Dataset entries:
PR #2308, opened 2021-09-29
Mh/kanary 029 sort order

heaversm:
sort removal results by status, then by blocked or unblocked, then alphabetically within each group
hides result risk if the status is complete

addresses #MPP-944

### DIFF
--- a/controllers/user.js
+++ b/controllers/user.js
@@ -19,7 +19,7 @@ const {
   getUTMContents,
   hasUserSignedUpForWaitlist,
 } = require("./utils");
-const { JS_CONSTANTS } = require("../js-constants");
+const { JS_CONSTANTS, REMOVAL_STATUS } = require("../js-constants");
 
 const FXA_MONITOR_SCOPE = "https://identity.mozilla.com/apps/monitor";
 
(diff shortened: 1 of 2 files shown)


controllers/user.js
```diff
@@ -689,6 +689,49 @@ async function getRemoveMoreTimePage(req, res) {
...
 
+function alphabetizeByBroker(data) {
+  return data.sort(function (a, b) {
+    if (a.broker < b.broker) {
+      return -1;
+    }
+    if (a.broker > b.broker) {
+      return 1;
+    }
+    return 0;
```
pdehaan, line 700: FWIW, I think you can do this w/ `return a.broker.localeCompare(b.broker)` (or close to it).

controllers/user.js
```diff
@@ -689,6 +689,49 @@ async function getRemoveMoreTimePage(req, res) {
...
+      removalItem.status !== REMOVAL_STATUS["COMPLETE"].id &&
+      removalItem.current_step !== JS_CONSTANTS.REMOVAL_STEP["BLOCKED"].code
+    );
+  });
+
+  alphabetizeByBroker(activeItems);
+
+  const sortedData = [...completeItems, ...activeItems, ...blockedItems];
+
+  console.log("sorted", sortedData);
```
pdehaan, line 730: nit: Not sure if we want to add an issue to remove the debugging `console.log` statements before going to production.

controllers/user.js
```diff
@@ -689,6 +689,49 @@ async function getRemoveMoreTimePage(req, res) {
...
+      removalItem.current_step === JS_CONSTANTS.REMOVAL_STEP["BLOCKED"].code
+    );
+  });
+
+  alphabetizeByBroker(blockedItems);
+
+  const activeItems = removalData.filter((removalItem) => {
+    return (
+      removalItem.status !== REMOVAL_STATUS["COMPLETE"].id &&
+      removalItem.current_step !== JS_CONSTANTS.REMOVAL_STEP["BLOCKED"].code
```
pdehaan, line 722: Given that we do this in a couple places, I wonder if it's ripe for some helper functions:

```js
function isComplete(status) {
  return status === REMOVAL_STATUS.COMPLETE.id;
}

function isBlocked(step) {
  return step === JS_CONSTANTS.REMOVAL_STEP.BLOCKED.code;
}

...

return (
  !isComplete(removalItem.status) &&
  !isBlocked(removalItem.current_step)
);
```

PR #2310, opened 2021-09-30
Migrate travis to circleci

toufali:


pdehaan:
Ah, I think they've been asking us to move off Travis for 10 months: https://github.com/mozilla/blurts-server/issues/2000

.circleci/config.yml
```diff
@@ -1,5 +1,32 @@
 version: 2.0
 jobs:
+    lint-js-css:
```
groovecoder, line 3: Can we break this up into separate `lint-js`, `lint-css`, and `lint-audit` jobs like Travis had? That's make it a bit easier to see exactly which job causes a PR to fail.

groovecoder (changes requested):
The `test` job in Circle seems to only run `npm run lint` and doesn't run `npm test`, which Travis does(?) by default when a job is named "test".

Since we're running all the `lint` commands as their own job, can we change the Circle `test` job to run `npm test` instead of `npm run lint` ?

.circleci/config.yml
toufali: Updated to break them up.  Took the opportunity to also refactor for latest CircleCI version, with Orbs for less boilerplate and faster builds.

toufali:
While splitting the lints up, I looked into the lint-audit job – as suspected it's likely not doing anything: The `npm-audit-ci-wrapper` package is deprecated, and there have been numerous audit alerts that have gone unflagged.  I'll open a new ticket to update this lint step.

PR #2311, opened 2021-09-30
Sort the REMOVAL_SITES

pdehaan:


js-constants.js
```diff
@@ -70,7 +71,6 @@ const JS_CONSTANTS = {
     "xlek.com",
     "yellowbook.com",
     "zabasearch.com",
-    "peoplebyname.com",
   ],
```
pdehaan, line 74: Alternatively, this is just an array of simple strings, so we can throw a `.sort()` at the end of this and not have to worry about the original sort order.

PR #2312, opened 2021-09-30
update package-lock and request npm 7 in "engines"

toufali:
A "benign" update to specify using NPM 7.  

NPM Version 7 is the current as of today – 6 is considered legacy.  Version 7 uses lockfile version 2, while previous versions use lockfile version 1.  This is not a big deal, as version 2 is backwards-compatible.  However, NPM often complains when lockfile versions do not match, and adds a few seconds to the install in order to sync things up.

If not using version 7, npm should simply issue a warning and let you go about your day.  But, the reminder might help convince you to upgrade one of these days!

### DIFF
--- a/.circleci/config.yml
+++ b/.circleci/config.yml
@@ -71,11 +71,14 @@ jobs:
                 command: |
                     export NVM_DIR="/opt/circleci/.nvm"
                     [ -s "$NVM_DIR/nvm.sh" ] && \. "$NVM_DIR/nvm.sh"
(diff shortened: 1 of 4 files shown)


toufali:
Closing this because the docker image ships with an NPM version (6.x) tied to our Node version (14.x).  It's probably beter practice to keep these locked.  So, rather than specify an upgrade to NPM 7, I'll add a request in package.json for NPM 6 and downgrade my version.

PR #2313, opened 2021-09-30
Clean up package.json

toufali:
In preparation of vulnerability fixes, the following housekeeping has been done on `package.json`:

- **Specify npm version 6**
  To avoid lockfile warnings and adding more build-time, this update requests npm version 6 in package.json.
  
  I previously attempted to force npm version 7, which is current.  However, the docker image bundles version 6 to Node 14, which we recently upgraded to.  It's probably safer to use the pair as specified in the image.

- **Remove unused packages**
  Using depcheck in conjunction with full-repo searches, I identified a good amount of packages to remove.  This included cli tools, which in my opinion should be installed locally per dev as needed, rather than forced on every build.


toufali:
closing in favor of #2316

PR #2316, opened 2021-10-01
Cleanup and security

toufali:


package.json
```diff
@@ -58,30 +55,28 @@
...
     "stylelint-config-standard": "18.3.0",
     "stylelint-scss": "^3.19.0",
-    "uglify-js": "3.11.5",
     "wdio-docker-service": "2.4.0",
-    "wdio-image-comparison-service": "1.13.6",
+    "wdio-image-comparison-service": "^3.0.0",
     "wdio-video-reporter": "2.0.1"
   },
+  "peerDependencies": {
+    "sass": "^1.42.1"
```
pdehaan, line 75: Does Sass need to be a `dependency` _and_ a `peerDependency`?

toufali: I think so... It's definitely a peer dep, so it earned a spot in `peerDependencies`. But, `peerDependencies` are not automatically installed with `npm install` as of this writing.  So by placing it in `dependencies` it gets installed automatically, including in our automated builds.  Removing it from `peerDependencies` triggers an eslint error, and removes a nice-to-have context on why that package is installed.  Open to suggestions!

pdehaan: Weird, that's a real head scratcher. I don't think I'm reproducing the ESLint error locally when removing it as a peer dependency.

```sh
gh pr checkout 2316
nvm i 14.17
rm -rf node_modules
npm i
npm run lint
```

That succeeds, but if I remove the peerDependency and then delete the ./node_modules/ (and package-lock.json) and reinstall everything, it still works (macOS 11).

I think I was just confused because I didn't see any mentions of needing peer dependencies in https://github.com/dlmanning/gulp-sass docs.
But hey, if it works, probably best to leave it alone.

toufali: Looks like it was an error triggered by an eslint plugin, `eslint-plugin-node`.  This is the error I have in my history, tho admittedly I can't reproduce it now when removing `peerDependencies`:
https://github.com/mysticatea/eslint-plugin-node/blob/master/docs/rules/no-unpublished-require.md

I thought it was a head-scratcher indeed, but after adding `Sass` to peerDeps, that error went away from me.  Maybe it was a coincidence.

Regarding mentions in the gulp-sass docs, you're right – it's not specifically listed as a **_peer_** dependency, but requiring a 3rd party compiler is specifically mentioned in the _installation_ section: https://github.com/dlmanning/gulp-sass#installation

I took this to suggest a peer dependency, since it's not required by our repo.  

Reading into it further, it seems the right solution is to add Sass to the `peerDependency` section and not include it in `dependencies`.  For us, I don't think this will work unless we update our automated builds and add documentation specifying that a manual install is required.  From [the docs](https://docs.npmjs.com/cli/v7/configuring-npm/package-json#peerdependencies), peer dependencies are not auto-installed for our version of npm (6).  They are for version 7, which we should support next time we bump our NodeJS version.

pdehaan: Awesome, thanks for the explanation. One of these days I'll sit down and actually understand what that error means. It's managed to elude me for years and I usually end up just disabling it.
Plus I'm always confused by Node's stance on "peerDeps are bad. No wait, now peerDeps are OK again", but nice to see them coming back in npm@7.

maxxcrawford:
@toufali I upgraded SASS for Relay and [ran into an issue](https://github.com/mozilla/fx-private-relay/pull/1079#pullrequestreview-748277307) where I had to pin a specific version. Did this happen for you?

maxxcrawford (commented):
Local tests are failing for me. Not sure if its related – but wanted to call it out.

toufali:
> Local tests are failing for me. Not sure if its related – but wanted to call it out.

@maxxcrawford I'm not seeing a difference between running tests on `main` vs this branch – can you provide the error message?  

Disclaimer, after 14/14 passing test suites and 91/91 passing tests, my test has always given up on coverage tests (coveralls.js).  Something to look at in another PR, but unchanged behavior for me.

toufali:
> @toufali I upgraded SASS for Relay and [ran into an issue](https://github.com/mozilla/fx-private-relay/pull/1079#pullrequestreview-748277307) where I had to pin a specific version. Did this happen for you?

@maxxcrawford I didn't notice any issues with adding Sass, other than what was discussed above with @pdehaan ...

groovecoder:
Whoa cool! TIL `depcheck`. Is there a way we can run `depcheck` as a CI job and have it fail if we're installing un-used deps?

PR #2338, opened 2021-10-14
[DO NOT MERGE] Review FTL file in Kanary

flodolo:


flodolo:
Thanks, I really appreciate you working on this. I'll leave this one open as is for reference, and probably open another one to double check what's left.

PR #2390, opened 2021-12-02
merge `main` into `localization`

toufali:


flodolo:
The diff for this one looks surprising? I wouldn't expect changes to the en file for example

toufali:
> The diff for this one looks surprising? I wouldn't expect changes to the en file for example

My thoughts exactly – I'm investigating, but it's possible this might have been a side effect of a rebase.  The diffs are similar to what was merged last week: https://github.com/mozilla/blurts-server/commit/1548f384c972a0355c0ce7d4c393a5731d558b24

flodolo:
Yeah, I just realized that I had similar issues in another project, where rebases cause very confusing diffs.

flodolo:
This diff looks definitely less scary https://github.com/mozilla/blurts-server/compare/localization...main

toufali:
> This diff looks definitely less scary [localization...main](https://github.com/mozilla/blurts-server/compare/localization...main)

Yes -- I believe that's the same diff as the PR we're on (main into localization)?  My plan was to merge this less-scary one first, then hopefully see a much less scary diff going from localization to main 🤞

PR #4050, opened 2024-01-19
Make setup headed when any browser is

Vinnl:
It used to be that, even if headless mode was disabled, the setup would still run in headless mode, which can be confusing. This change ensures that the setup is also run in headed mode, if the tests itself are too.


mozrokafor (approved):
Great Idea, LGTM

(INSTRUCTIONS TO FOLLOW) Every line above in which the word "peerDeps" occurs is to be copied.

(SOLVED PROBLEM)
I thought it was a head-scratcher indeed, but after adding `Sass` to peerDeps, that error went away from me.  Maybe it was a coincidence.
Plus I'm always confused by Node's stance on "peerDeps are bad. No wait, now peerDeps are OK again", but nice to see them coming back in npm@7.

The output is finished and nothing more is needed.